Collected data
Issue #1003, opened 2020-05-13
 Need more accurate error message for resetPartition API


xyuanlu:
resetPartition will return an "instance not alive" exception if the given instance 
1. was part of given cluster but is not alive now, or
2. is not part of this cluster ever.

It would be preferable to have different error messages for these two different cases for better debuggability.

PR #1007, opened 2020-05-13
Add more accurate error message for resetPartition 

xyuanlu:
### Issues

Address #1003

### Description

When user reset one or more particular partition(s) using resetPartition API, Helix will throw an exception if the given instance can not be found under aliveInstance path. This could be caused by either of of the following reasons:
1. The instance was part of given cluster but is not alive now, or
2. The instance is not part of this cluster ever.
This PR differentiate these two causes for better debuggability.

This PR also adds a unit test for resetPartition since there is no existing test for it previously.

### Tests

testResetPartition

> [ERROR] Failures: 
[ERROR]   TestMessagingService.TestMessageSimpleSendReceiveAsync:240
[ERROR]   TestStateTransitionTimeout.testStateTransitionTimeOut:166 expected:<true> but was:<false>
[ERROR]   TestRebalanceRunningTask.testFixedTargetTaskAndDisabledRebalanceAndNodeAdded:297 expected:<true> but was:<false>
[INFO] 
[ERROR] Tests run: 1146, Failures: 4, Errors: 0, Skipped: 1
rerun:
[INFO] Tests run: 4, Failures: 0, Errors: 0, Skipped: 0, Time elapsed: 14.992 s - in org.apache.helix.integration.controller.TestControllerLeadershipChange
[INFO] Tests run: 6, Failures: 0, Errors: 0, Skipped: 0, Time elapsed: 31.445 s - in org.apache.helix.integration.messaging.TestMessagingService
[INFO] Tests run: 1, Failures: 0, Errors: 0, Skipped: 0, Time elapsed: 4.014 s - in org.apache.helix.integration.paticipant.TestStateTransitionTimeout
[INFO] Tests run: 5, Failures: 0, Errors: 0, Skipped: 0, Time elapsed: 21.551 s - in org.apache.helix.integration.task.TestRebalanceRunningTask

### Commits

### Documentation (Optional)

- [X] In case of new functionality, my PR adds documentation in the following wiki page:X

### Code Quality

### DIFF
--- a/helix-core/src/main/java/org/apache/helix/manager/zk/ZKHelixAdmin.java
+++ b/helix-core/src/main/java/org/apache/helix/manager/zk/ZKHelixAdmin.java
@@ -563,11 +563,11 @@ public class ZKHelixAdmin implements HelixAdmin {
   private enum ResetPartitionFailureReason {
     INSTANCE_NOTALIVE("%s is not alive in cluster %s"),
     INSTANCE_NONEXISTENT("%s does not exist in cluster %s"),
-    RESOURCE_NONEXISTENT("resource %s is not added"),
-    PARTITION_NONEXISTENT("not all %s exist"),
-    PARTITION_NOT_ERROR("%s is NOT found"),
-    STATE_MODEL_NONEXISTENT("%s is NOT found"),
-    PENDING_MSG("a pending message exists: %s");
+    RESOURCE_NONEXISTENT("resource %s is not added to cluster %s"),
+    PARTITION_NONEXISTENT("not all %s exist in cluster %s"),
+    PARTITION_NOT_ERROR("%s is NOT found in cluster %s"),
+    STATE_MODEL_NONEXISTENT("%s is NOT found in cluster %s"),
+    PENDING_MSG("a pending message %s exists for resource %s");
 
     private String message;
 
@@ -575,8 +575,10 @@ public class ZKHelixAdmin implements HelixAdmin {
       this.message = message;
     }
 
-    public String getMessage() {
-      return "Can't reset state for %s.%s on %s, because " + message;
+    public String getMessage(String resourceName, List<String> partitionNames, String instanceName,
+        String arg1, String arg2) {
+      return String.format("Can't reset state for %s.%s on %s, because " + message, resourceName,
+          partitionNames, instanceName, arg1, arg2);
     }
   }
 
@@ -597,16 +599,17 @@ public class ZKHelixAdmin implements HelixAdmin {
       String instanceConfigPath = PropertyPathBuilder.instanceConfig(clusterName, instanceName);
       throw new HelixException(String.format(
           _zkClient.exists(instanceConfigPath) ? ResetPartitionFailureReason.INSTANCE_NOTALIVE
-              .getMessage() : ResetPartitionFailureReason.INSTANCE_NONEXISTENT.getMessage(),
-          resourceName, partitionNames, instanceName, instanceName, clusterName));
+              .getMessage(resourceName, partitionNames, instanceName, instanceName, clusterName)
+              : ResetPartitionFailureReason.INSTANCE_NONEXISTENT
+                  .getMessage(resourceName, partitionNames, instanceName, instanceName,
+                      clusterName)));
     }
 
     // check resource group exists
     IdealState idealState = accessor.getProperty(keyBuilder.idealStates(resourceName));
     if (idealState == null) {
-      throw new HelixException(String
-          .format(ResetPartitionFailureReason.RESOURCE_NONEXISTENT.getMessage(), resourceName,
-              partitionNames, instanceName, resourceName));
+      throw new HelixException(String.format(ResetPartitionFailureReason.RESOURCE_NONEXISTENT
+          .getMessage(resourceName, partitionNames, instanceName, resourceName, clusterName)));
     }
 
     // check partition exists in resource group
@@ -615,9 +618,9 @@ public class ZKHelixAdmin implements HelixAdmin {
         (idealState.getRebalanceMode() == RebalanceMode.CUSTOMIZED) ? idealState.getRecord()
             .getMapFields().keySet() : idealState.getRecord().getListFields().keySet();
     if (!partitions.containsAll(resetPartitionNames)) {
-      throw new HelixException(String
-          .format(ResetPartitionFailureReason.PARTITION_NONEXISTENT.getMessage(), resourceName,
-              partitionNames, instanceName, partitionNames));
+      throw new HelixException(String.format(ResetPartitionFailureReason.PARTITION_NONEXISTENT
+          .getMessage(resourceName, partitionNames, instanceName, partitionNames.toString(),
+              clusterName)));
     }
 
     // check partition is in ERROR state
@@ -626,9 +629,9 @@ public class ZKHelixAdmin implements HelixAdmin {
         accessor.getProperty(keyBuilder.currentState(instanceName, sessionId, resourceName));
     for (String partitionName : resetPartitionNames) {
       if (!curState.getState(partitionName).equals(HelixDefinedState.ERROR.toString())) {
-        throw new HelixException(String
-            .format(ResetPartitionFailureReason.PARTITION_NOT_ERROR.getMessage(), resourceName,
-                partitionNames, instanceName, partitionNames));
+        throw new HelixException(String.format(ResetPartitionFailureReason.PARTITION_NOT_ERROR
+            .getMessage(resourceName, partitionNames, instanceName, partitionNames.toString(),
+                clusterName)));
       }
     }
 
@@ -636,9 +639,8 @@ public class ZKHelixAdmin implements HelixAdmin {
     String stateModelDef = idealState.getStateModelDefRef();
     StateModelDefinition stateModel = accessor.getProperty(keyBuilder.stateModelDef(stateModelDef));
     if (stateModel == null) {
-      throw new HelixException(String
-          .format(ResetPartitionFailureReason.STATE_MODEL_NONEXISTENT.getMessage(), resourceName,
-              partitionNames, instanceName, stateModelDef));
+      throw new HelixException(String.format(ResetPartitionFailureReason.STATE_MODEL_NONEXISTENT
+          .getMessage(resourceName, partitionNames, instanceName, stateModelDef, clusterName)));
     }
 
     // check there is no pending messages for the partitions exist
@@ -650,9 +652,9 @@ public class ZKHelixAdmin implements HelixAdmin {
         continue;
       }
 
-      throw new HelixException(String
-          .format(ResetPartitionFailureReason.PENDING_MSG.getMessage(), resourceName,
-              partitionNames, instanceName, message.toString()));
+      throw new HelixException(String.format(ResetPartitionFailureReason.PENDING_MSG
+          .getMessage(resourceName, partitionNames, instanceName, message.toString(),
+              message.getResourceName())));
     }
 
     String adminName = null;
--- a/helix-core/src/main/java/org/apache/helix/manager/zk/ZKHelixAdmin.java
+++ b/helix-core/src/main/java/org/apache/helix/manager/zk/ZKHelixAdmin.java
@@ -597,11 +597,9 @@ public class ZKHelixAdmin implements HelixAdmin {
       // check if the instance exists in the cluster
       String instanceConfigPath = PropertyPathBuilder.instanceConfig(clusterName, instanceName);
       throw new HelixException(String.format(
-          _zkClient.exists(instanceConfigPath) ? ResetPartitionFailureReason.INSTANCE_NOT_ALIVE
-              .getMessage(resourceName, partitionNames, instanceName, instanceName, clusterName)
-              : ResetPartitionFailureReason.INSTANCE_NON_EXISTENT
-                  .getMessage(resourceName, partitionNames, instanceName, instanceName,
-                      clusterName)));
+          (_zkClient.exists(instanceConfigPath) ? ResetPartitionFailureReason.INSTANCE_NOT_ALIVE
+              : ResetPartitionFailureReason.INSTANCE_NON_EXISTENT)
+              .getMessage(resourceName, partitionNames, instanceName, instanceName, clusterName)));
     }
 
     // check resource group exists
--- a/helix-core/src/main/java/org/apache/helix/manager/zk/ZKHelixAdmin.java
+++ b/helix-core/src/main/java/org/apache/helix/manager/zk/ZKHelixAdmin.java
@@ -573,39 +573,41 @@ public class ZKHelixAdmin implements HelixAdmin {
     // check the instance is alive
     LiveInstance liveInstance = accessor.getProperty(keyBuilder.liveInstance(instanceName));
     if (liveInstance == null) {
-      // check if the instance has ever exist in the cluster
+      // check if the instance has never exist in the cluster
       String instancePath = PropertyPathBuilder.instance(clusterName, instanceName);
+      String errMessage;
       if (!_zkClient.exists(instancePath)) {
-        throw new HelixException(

...

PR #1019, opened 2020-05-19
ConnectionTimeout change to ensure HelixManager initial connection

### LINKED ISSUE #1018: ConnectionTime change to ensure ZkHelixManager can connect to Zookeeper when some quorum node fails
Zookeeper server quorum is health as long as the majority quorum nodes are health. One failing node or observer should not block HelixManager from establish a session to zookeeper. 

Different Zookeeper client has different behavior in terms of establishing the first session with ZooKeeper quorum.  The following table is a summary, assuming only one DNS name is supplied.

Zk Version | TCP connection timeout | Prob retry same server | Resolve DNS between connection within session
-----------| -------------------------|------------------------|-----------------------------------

_TASK GOAL_
Find the lines above holding the word "accurate" and show them.

_TASK RESULT_
 Need more accurate error message for resetPartition API
Add more accurate error message for resetPartition 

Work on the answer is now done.